#ubuntu-us-or 2012-03-26
<blkperl> slangasek: can i file a bug that vim-puppet should enable syntax hilighting by default[C[C[C
<blkperl> for some reason the maintainer chose not to enable it by default
<slangasek> blkperl: no reason you couldn't file a bug... whether anyone fixes it, well, there are no promises :)
<bkerensa> test
<bkerensa> bkerensa
<Brian_H> ehco test bkerensa
<Brian_H> :)
<bkerensa> Brian_H:  :)
<Brian_H> I need to chat with ya in a bit, have to run now, but will you be around in about 90 min ?
<bkerensa> Brian_H: yep
<bkerensa> slangasek: Do you by chance know how I might troubleshoot why Thunderbird is not showing up in the Unity Launcher?
<slangasek> not really :)
<bkerensa> Brian_H: When you get back and want to do that chat just PM me
<bkerensa> hello adam_g _
<bkerensa> :D
<bkerensa> bkero: When do we need to put in the t-shirt req for release party?
<bkero> bkerensa: 3 weeks sounds safe
<bkero> I need to get in touch with herr swaggiver
<bkerensa> bkero: :P
<bkerensa> bkero: Ok well event is on the 29th of next month
<bkero> got it
<bkerensa> I am also going through the ReMo process at Moz
<bkerensa> so hopefully for future events I can get us covered and not have to nag you :P
#ubuntu-us-or 2012-03-27
<bkerensa> hi dobry
<bkerensa> c_smith: you around by chance?

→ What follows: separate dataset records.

Issue #3344, opened 2026-09-04
RETRACTED: libScePsml's out-struct zeroing does NOT reach Khazan's stack cookie — the span is 0x18, not 0x20


mattias800:
> **RETRACTED 2026-09-05 — the arithmetic below was wrong, and this issue was steering people with it.**
> The span is **0x18**, not 0x20, and it **stops exactly short of the cookie**. The correction is at the
> bottom; the original text is kept because how it failed is the useful part. Caught in review of #3347.

## Do not "improve" the libScePsml fix by zeroing the out-struct — it would crash Khazan

*(Original text, retained. The conclusion is wrong; see the correction below.)*

Recorded as its own issue because it is the next change someone will propose, it looks strictly better than what shipped, and the reason it is wrong is invisible without a stack frame in front of you.

### The tempting reasoning

`libScePsml::3WVD91e12ZQ` / `+2KpvixvL6E` are not implementable (the library is absent from the PS5 3.20 reference set; the dumps that use it require 12.70). They were unregistered, so the dispatcher answered `SCE_OK` and left the caller's out-struct untouched, and *The First Berserker: Khazan* (`PPSA20447`) read the residue as a count. The shipped fix registers both to report failure, which works because Khazan tests the return code.

But **two of the three titles that import these NIDs never look at the return value** — *Little Nightmares III* (`PPSA05143`) and *Yakuza Kiwami* (`PPSA31334`); see #3343. So the obvious next step is: *also zero the out-struct, then everyone reads 0 and allocates nothing.*

### Why that is wrong ~~(as originally argued)~~

| title | fields read from the out-struct |
| --- | --- |
| `PPSA20447` Khazan | `+0x10` |
| `PPSA05143` Little Nightmares III | `+0x10` |
| `PPSA31334` Yakuza Kiwami | `+0x00` and ~~`+0x18`~~ **`+0x10`** |

~~So the minimum span that would cover every observed field is **0x20** bytes from the struct base.~~

Khazan's caller is `eboot+0xe74b20`:

```
e74b20  push %rbp ; mov %rsp,%rbp ; ... ; sub $0x58,%rsp
e74b31  mov  <__stack_chk_guard>,%r12
e74b3b  mov  (%r12),%rax
e74b3f  mov  %rax,-0x30(%rbp)          ; <-- the STACK COOKIE lives at rbp-0x30
...
e74b8e  lea  -0x48(%rbp),%rdi          ; <-- the out-struct base is rbp-0x48
```

[...]

Issue #3343, opened 2026-09-04
libScePsml out-parameters are never written: Little Nightmares III and Yakuza Kiwami size an allocation from uninitialised stack (latent)


mattias800:
## Summary

`libScePsml`'s two boot-time NIDs have **out-parameters that prosper never writes**, and two titles size a heap allocation from the resulting uninitialised stack. This is **latent, not observed** — both titles currently survive it — but the mechanism is identical to the one that killed *The First Berserker: Khazan* (`PPSA20447`) at 8.6 s in every run, and neither title has anything protecting it.

Filed from the Khazan lane (tracker #2909) while the mechanism is understood. The refutation of the obvious "just zero the out-struct" fix is #3344. **Not claimed as the current blocker for either title, and not claimed to be reached at boot.**

## Mechanism

`3WVD91e12ZQ` and `+2KpvixvL6E` are the only two `libScePsml` functions any local dump reaches. The library is **absent from the PS5 3.20 reference set** (these dumps require 12.70), so their names, signatures and error space are not derivable and prosper does not implement them.

Three dumps in the local corpus import both: `PPSA20447` (Khazan), `PPSA05143` (*Little Nightmares III*, rung 2), `PPSA31334` (*Yakuza Kiwami*). In each eboot the call site is reached the same way — PLT entry → a single `jmp` thunk → a single `call` — and all three have the identical shape: `sceSysmoduleLoadModule(0x137)`, the two `libScePsml` calls, then a heap allocation **sized from a stack struct the guest never initialises and prosper never writes**.

Until the Khazan fix (tracker #2909) both NIDs were unregistered, so the dispatcher's default `return 0` answered `SCE_OK` — a success claim about data prosper never wrote. Khazan checked the return code, so registering an error fixed it. **These two titles do not check it**, so that fix is provably inert for them and the underlying read is unchanged.

### `PPSA05143` Little Nightmares III — `eboot+0x26bb040`

```
26bb062  movzbl 0x88ab968 ; test al,al ; je  <skip>     ; guard 1
26bb071  cmpb   $0x0,0x88ab960        ; je  <skip>      ; guard 2
26bb07e  mov    $0x137,%edi ; call <sceSysmoduleLoadModule>
26bb088  test   %eax,%eax ; js <skip>
26bb090  call   <libScePsml::3WVD91e12ZQ>               ; return value NEVER examined
26bb099  lea    -0x58(%rbp),%rdi                        ; OUT struct -- not initialised
[...]

Issue #2909, opened 2026-08-22
[Game tracker] The First Berserker: Khazan (PPSA20447)


mattias800:
## Current milestone

**Rung 0.** The guest boots, links all 53 modules, mounts its profile save, enumerates all thirty
save slots — and composites **only a flat white 3840x2160 clear**, which is not content. No
screenshot is offered, because a flat clear is not progression evidence.

Two walls were diagnosed in this first session. The first is fixed and was a cross-title HLE defect;
the second is the current blocker.

### What the dump declares

| | |
| --- | --- |
| Title | The First Berserker: Khazan |
| Title ID | `PPSA20447` |
| Content ID | `UP8236-PPSA20447_00-0840425721677280` |
| SKU | `applicationCategoryType: 0`, `applicationDrmType: standard` |
| Version | master `01.00` |
| Required system software | `0x1270000000000000` — 12.70 |
| **AGC SDK** | **13** (`[agc] register defaults requested for SDK version 13`) |
| Application size | 48 GB |

### Engine: Unreal Engine 4

Project directory `bbq/`, `ue4commandline.txt` = `../../../BBQ/BBQ.uproject`. IoStore packaging —
`global.utoc`/`global.ucas` plus `pakchunk0-ps5`, `pakchunk0optional-ps5` and `pakchunk1-ps5` in all
three container forms — so `prosper/docs/UE4_APR_IOSTORE_BRINGUP.md` applies directly.

Two things that make this title differ from the other UE4 rows:

- **Movies are Bink 2 (`.bk2`), not H.264.** `bbq/content/movies/` holds `.bk2` files only, so this
  title never touches AvPlayer or videodec2, and none of the video-splash family (#1949, #2731) can
  apply to it.
- **Audio is Wwise**: 29 `ak*.prx` plug-ins plus `masteringsuite.prx` and `sceaudio3d.prx`, driven
  through `libSceNgs2` and `libSceAjm`.

**SDK 13 means the pre-13 post-submit-visibility gate (#2219 / #2220) is already armed for this
title**, so `PROSPER_POST_SUBMIT_VISIBILITY` is irrelevant here — unlike *ArcRunner* (SDK 10) and
*Crisis Core*.

It does **not** import `libSceAudiodec`, so #2902 cannot affect it.

**It DOES import `libScePsml`, which is absent from the PS5 3.20 reference set.** Two of its NIDs are
reached during boot and neither resolves anywhere available; see #2908.

## What works

[...]

PR #3347, opened 2026-09-05
libScePsml: report NOT IMPLEMENTED instead of SCE_OK — Khazan stops aborting 8.6 s into every boot

mattias800:
Registers two `libScePsml` NIDs to report **not implemented** instead of the dispatcher's default `SCE_OK`, which takes *The First Berserker: Khazan* (`PPSA20447`) from **dying at 8.6 s in every run** to **surviving a full 120 s under the live renderer**. Plus the instrument that found it, the diagnostic defect that hid it for a session, and the documentation.

**Rung stays 0.** The guest now runs, and what it composites is still not content. That is stated in the doc, the blog entry and the tracker, and this PR does not claim otherwise.

Refs #2909. Related: #3343, #3344, #1706.

## The failure scenario

`libScePsml` is absent from the PS5 3.20 reference set (this dump requires 12.70), so prosper does not implement it and its two boot-time NIDs were left unregistered. The dispatcher answers an unregistered NID with `return 0`. For a void-ish call that is a benign no-op; **for a query with out-parameters it is a success claim about data prosper never wrote.**

`eboot+0xe74b20`:

```
e74b51  mov $0x137,%edi ; call <sceSysmoduleLoadModule>
e74b74  call <libScePsml::3WVD91e12ZQ>      ; -> r15d
e74b8e  lea -0x48(%rbp),%rdi                ; an OUT struct, NOT initialised by the guest
e74b96  vmovups %ymm0,0x18(%rbx)            ;   (the zeroing here targets a DIFFERENT buffer)
e74b9e  call <libScePsml::+2KpvixvL6E>      ; (&out, buf) -> eax
e74ba3  or %r15d,%eax ; jne 0xe74dc2        ; either non-zero -> clean early return
e74bac  mov -0x38(%rbp),%rdi                ; N := out[+0x10]   (uninitialised stack)
e74bb5  shl $0x4,%rdi                       ; size = N * 16
e74bb9  call <FMemory::Malloc>
```

The title then asks `FMallocBinned3` for a quarter of a petabyte, exhausts the **511.75 GiB virtual-address arena** it reserved at boot, prints `PS5 Out of Memory:` and calls `abort()`. Measured request size: **0xf484c0000000 (244.5 TiB)** on one run and **0xff599e000000** on the next — **different every run**, which is what identifies it as stack residue rather than a computation.

**This is the second title to pay for this exact shape**, which is what makes it a pattern rather than an incident. `CLAUDE.md` records the first: *Metaphor: ReFantazio*'s `sceFontRenderCharGlyphImage` was unregistered, answered `SCE_OK`, wrote neither out-parameter, and the title read the untouched stack as a glyph size and divided by the resulting zero (#2951). Khazan multiplies instead of dividing.

## The behavioural contract, and why an error is not a shim

Two facts were checked against the guest's bytes rather than assumed, because this project has a recorded trap in the **opposite** direction — an error sentinel returned from a *value*-returning contract, read by the guest as data, once produced a 2 GiB allocation:

- The return value is a **status, not data**. The guest ORs the two results and branches on non-zero; neither is ever used as a quantity. `CONFIDENCE: HIGH`, disassembled.
- The non-zero branch at `eboot+0xe74dc2` is a stack-cookie check, the epilogue and `ret`. It allocates nothing, so failure is the guest's **own** "this feature is unavailable" path. Nothing is faked and no output is manufactured: prosper answers truthfully that it does not implement the library, through the only channel the guest reads. `CONFIDENCE: HIGH`.

`CONFIDENCE: LOW` on the specific error value — the library's error space is not derivable, and the guest tests only zero versus non-zero, so `ENOSYS` is a truthful placeholder rather than a claim about Sony's encoding. The test pins the **property** the guest reads, not the constant, so recovering the real error space later is a one-line change.

## Deliberately not done

- **The global lever** — making every unregistered NID return an error. Many titles depend on the benign `return 0`; that is a far larger decision than this evidence supports.
- **Zeroing the out-struct**, which is the obvious "better" fix since two of the three titles that import these NIDs ignore the return code. **It would crash Khazan**: struct base `rbp-0x48`, stack cookie `rbp-0x30`, and the minimum 0x20-byte span covering every field the three titles read (`+0x00`, `+0x10`, `+0x18`) lands on the cookie and trips `__stack_chk_fail`. Full argument in #3344. The handler touches neither pointer and a test asserts it.

Three local dumps import both NIDs. All three were disassembled rather than booted, because "linked" is not "called" and "called" is not "read":

| title | after the second call | effect |
| --- | --- | --- |
| `PPSA20447` Khazan | `or %r15d,%eax ; jne 0xe74dc2` — **tests both return codes** | **fixed** |
| `PPSA05143` Little Nightmares III (**rung 2**) | `mov -0x48(%rbp),%rsi ; shl $0x4,%rsi` — return value never examined | **inert** |
| `PPSA31334` Yakuza Kiwami | `mov -0xc8(%rbp),%r15 ; imul -0xb8(%rbp),%r15` — return value never examined | **inert** |

Coverage check, so "one call site" is a finding rather than a scan artefact: in each eboot the PLT entry has exactly **one** referrer (its thunk), each thunk exactly **one** (the call), and **zero** data-pointer relocations anywhere carry a thunk or PLT address as an addend — no address-taken or indirect path. The two inert titles carry the same latent uninitialised read today, unchanged by this PR; tracked as #3343.

## Also in this PR

- **`fault reports: label a guest rip by its own module`** — three sites in `exec_image_linux.cpp` printed a hard-coded `image+0x%llx` computed as `rip - eboot_base` with no upper bound, so a fault in any other module rendered as a nonsense eboot offset. On this title it printed `image+0x1b0004a20` — **6.75 GiB past the end of a 250 MiB image** — for what is really `libc.prx+0x4a20`, i.e. `abort()`'s `int $0x45` trap. That offset read as a wild jump and, with `addr=(nil)`, produced a null-pointer-dereference hypothesis that cost three A/B arms to falsify. Now uses the shared labeller `boot_program.hpp` has carried since #1659. **This commit is also open as #3341** (cherry-picked onto its own branch); whichever merges first, the other should be rebased or closed.
- **`PROSPER_HWBP_STACK=<N>`** — reports the guest caller chain at a hardware breakpoint, over an extracted `src/host/fault/rbp_chain.hpp` shared with the fault reporter. This is what found the root cause: the arena entry point has **seventeen** callers and the existing one-level `caller_rbp=` field cannot say which one got there. The zero-code alternative (filter the breakpoint on the observed size) never fired, because the size differs every run.
- `src/host/fault/AGENTS.md`, the Khazan status doc, and a `BLOG.md` entry.

## Verification

Built in the `ps5ys` distrobox, `prosper/build-linux`, `GAME_DUMP=PPSA20447`:

```
cmake --build prosper/build-linux -j6                      # RC=0, 0 `error:` lines
ctest --no-tests=error -R 'guest_module_label|rbp_chain|psml_unimplemented' --output-on-failure
    -> 100% tests passed out of 3   (#104 guest_module_label, #105 rbp_chain, #167 psml_unimplemented), exit 0
```

The full 364-test suite has **not** been run on this head and no skip count is quoted; three cases assert against *The Messenger*'s bytes and are expected to skip under this `GAME_DUMP` (#1573), but that is an expectation and not a measurement.

Each new test was mutation-checked rather than trusted for being green:

- Reverting `format_guest_module_label` to `snprintf(..., "image+0x%llx", rip - BOOT_EBOOT)` turns **3** of the label arms red. A fourth stays green and is **not** counted — it exercises `guest_module_offset` rather than the formatter.
- `test_psml_unimplemented` carries the counter-arm: with both calls answering `0`, the transcribed guest predicate says the guest **does** reach the allocation. Without it the positive assertion would be satisfied by any implementation at all.
- Honest limit, stated in the test comment rather than papered over: the label arms cover the shared function the fault sites call, so a site that re-inlined the arithmetic would still pass. That is a visible edit rather than a silent one, which is the improvement — not full call-site coverage.

### Behavioural evidence

`PROSPER_NO_COMPUTE=1 boot_trace`, default route:

| | before | after |
| --- | --- | --- |
| guest lifetime | dies at **8.6 s**, every run | **200 s window survived**, killed by the harness (`EXIT=137`) |
| frames | — | **39,920** at t=189.3 s |
| `PS5 Out of Memory` / `Fatal error!` / `SIGSEGV` | 1 / 1 / 1 | **0 / 0 / 0** |

`tools/screenshot` with the live renderer, default route, 12 samples over 120 s:

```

<MarkDude> bkerensa, you are hella funny
<bkerensa> ikr
 * MarkDude thinks his pics are rather epic
 * MarkDude is gettting closer to the pinup colors I wanted to get in the start
<bkerensa> Hello Gerty_ and cy1
<cy1> good morning bkerensa!
<Gerty_> mornin'
<Gerty_> So I need to find a good Oregon bank/credit union. Anyone have suggestions?
<cy1> Where do you live, Gerty_?
<bkerensa> Gerty_: Uhh perhaps First Tech?
<bkerensa> ^
<Gerty_> Eugene.
<bkerensa> oh
<cy1> There's a great one in Hillsboro, just right downtown.

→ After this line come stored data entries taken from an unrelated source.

Issue #3346, opened 2026-09-04
messenger-scene (rung-6 guard) is red on master — the title is fine, the guard's window is looking at a dialogue screen


mattias800:
## Summary

`messenger-scene` — a **reviewed rung-6 guard** — fails on `c067aeefa` (master at the time of
measurement) with the title alive, rendering, and simply **somewhere else** at the guard's evidence
second.

```
[check] messenger-scene: FAIL — structural matches 0 < 22 (minimum SSIM 0.85);
        non-black coverage matches 0 < 22 (minimum ratio 0.430177)
```

The run is healthy:

```
320/320 screenshot(s); source-distinct=320 pixel-distinct=158
max-source-stale=0.0s max-pixel-stale=35.1s guest=running status=ok
```

## The title is not broken — it is at a dialogue screen

Every retained frame in the 290-319 s window is the same real, correct-looking game state: **two
character portraits in bordered boxes with text lines beside them, on black**. That is why the
counters look catastrophic — a dialogue screen is mostly black *by design*, so `nonblack_ratio`
0.048-0.050 against a 0.43 floor and `best_structural_similarity ≈ -0.007` describe the wrong
comparison, not a collapse.

Per-record, the whole window is flat: `distinct_rgb_colors` 266-268, `nonblack_ratio` 0.0481-0.0500,
`best_structural_similarity` -0.0071..-0.0069.

## How this was isolated

Found while checking whether an unrelated AvPlayer change (#2899) had regressed a guarded title. Two
arms, differing in **exactly one call** — a temporary env gate around that change's one behavioural
line, so the binaries are otherwise identical:

| | with the change, peer load on the box | change suppressed, box exclusively idle |
| --- | --- | --- |
| verdict | same FAIL line | same FAIL line |
| state at 290-319 s | this dialogue screen | the same dialogue screen |
| colours / coverage / SSIM | 267 / 0.048-0.050 / -0.0069 | 266-268 / 0.048-0.050 / -0.0069 |
| run | 320/320, 163 distinct, stale 35.1 s | 320/320, 158 distinct, stale 35.1 s |

So it is **not** the #2899 change and **not** machine contention — the second arm had neither. Both
arms' environments were checked from `/proc/<pid>/environ` and carried nothing beyond the guard's own
configuration.

`max-pixel-stale = 35.1 s` is **identical in both arms**, which suggests a deterministic ~35 s stall
somewhere in the route rather than jitter. That is the most likely reason the guarded window has
[...]

Issue #2899, opened 2026-08-21
cobra-gameplay renders nothing on master — a reviewed rung-6 guard produces 1 black frame in 74,215 publications


mattias800:
## Summary

`cobra-gameplay` — a **reviewed rung-6 guard** — produces **no rendered content at all** on
current master. Not a degraded frame, not a changed frame: one distinct frame for the whole
199.6 s route, and it is uniformly black.

```
[check] cobra-gameplay: FAIL — qualifying frames 0 < 21; pixel changes 0 < 21;
        structural matches 0 < 21 (minimum SSIM 0.85);
        non-black coverage matches 0 < 21 (minimum ratio 0.4)
```

```
[shot] fps: -- fps while producing frames, 0% of the 199.6 s run active
       the title produced 1 distinct frame(s) in 74215 publications (presented 371.8 fps)
[shot] done: 199/199 screenshot(s); source-distinct=199 pixel-distinct=1
       max-pixel-stale=198.9s guest=running status=ok
```

Every retained failure screenshot is a **single colour, mean 0.0** — pure black, 480x270,
sampled at 0, 4 and 7. The guest stays alive and keeps flipping (74,215 publications), so this
is "produced nothing", not "crashed": exactly the `-- fps, 0% active` case the tool's own note
says to read as a real defect rather than a static screen.

## This is on master, established by an A/B rather than assumed

Measured twice on the same host, the same build directory and the same route, differing only in
whether an unrelated branch's four source files were checked out:

| arm | publications | distinct frames | verdict |
| --- | --- | --- | --- |
| `origin/master` `97b184ef` | 74,215 | 1 (black) | FAIL, 0 qualifying |
| a `#2731` branch on the same base | 74,223 | 1 (black) | FAIL, 0 qualifying |

The two runs agree to within 8 publications out of 74k. The branch arm was measured first and the
master arm was run specifically to isolate it, so this issue is the master arm's result — the
branch is not implicated and is not the subject here.

Neither run bypassed `snapshot.py`'s cross-worktree lock; the master arm waited 615 s for another
lane's capture to finish and then ran alone.

## Where to start

`COMPATIBILITY.md` and `docs/GRIS_SONIC_COBRA_BRINGUP.md` carry *Space Adventure Cobra*
(`PPSA17337`) as rung 6 with a reviewed `cobra-gameplay` entry in `tools/snapshot/snapshots.json`,
so this is a regression against a state that was reviewed by eye, not a guard that was always
marginal.

[...]

PR #1974, opened 2026-08-05
feat(avplayer): implement JumpToTime and the guest file-replacement reader — Babylon reaches its title screen

mattias800:
Fixes #1949. Refs #1955, #1884, #1897, #1973. **Asterix & Obelix: Babylon Mission (PPSA30490) goes rung 0 → rung 2** — logo movies, narrated intro cutscene, and a fully rendered title screen.

⚠️ **Independent review requested before merge** — reverse-engineered ABI semantics, cross-thread lifecycle, and a new mutex. Also one judgement call for a reviewer, flagged at the bottom.

Asterix & Obelix: Babylon Mission — title screen

## #1949 — `sceAvPlayerJumpToTime`, three load-bearing pieces

The diagnosis (from the Babylon lane): the title plays an MP4 logo, pauses, calls `sceAvPlayerJumpToTime` — **unregistered, so the dispatcher's default `0` read as `SCE_OK`** — then spun ~13,000 futile `GetVideoDataEx` calls forever, with `sceAvPlayerResume` never called.

1. **`VideoBackend::seek`**, a new defaulted virtual — other backends still compile *and* answer honestly, and the HLE turns `false` into a real error rather than a silent success.
2. **VA-API implementation** that recreates the decode worker at the target and seeks **accurately**, discarding frames between the landed keyframe and the requested time. Recreating the worker is also the only form that can seek a session whose decode has already finished.
3. **`XC9wM+xULz8` registered** (NID confirmed against the 3.20 stub table); every failure path returns non-zero and logs loudly.

**The third piece was not in the issue and was found by disassembling the guest: a paused player must publish the post-seek frame.** The guest pauses *before* seeking, then waits at `eboot+0x15dc45c` for its tracked time `[rbx+0x5e8]` — which only a delivered `timeStamp` writes — and resumes at `+0x15dc0c1`. The delivery window opens on a successful seek and closes on the first delivered frame.

`PROSPER_AVP_PAUSED_DELIVER` is untouched and still default-off; its comment now records that the fix vindicated a *seek's landing frame*, not the blanket lever it disproved.

## Result

Both logo movies, the narrated intro cutscene, and the title screen with `ADVENTURE`/`OPTIONS`. `sceAvPlayerResume` appears at `guest_ra=0x4115dc0c6` — the return address of the guest's own call site. Baseline `pixel-distinct=1` (`crc=064567f8`) → **14/15**. **Reproduced in three independent runs.**

[...]

PR #3348, opened 2026-09-05
sceAvPlayerJumpToTime: publish the seek-completion notification the guest waits for

mattias800:
## What was wrong

`sceAvPlayerJumpToTime` repositioned the source and **never told the guest the seek had landed**.
#1974 implemented the reposition and left the notification out, so every guest that waits for it has
been paying its own timeout on a seek that had already succeeded.

*Space Adventure Cobra* (`PPSA17337`) is where this shows: its reviewed rung-6 `cobra-gameplay` guard
has produced one uniformly black frame for its whole route since that commit (#2899, bisected there
by an earlier lane).

## The contract, read off the guest rather than guessed

Unity's `PS5VideoMedia` seek routine lives at `eboot+0x153fb80` (vtable slot 7; module base
`0x410000000`). Its four AvPlayer imports are resolved against the PS5 3.20 symbol database, not
inferred from nearby error strings:

| stub | NID | function |
| --- | --- | --- |
| `eboot+0x19ff670` | `9y5v+fGN4Wk` | `sceAvPlayerPause` |
| `eboot+0x19ff680` | `XC9wM+xULz8` | `sceAvPlayerJumpToTime` |
| `eboot+0x19ff690` | `w5moABNwnRY` | `sceAvPlayerResume` |
| `eboot+0x19ff740` | `UbQoYawOsfY` | `sceAvPlayerIsActive` |

The routine arms a wait slot with **`0x806a00a3`** at `eboot+0x15400b8` — one instruction group
*before* the call at `+0x15400c2` — and blocks on it at `eboot+0x1540552` once the post-seek frame
arrives. The wait helper at `eboot+0x153ce10` sleeps up to `esi=0x3a98` = **15,000 ms**.

The shape is fixed by the guest's own event callback at `eboot+0x153ef30`: for event id **`0x20`**
it **replaces the id with `*(uint32_t*)eventData`** at `+0x153ef5c` and compares *that* against the
awaited code. So the only thing that satisfies the wait is
`callback(obj, 0x20, sourceId, &{uint32 0x806a00a3})`. The same callback special-cases `0x806a0004`
as the failure code.

**Measured in both directions.** The 15,000 ms budget was read off the disassembly *before* either
measurement. On the guard's own route with `PROSPER_AVPLOG=1`, the gap between the post-seek frame
and `sceAvPlayerResume` is **15,003 ms** (a second run, killed early for an unrelated reason, gave
15,762 ms). With the notification published the resume follows in the **same millisecond**.

**It is an SDK constant, not one title's token.** Of the **42** dumps in the local corpus that import
`sceAvPlayerJumpToTime`, **40 carry `0x806a00a3` as an immediate** and 33 also carry `0x806a0004` —
against roughly 0.008 expected occurrences per 32 MB eboot by chance.

## The change

`src/hle/service/hle_service.cpp`:

- `avp_fire_data(obj, cb, ev, source_id, data)`; the existing `avp_fire` becomes a wrapper. The state
  events keep passing null — the warning channel needs the payload argument the callback dereferences.
- `s_avp_jumptotime` publishes `AVP_WARNING_ID` + `AVP_WARNING_SEEK_COMPLETE` on success, **outside**
  `g_avp_mx` like every other event, because the callback re-enters AvPlayer HLE.
- Deliberately **synchronous** rather than deferred to a worker. The real player's notification is
  asynchronous, but the observed guests arm their slot *before* the call and wait on a **counting**
  semaphore, so a notification arriving during the call is decremented straight through rather than
  lost — and publishing here keeps it ordered strictly after the reposition it reports, which a
  worker could not guarantee.
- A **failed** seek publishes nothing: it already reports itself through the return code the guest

<cy1> I can't speak for other branches though.
<Gerty_> I'll look into it, thanks.
<c_smith> heyo
<bkerensa> hi
<c_smith> bkerensa, hi, sorry, got engrossed in a Homeworld 2 vid.
<c_smith> bkerensa, have you seen the summary of the development update I made? just wondering if I did alright.

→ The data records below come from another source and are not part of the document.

PR #225, opened 2020-04-20
[RFC] (Tracking only) Reduce interface of cachecontrol, and make more reliable.

Flameeyes:
This includes the heavy-lifting changes that I don't feel are ready for actual review yet.


frostming:
Please adapt the code to the latest main branch and send another PR if necessary.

<c_smith> or should I ask dholbach?
<bkerensa> c_smith: when did you do it?
<c_smith> half-hour to and hour ago.
<c_smith> might be less.
<bkerensa> c_smith: looks fine... I think dholbach will likely add to it
<c_smith> cool.
<bkerensa> I usually only work on news stuff on Wednesday nights after 11pm
<bkerensa> the rest of the week is development and community work
<c_smith> heh, I'm not usually up then. XD
<c_smith> considering I never get the chance to sleep in past 8AM.
<bkerensa> c_smith: dholbach and I are having a meeting at UDS in May to discuss the future of Developer News
<bkerensa> will you be participating in UDS remotely?
<c_smith> I might. not sure how it works, though.
<c_smith> something I might want to do if the Dev News is being discussed, though.
<c_smith> ah, remotely participating seems something much less advanced than I thought, I'll definitely be doing so in this case.
<bkerensa> c_smith: they stream sessions
<bkerensa> and have irc channels
<c_smith> yeah, google helped me there. XD
<c_smith> and i should hopefully have internet in the house I'm moving into in West Salem by then.
<c_smith> moving in on April 28th.
<bkerensa> Great Success: Import has been successfully finished, 1601 queries executed.
#ubuntu-us-or 2012-03-28
<bkerensa> kees: :S I am upgrading my servers to 12.04 *fingers crossed*
<kees> bkerensa: woo!
<kees> bkerensa: how'd it turn out? my desktop upgrade was surprisingly uneventful.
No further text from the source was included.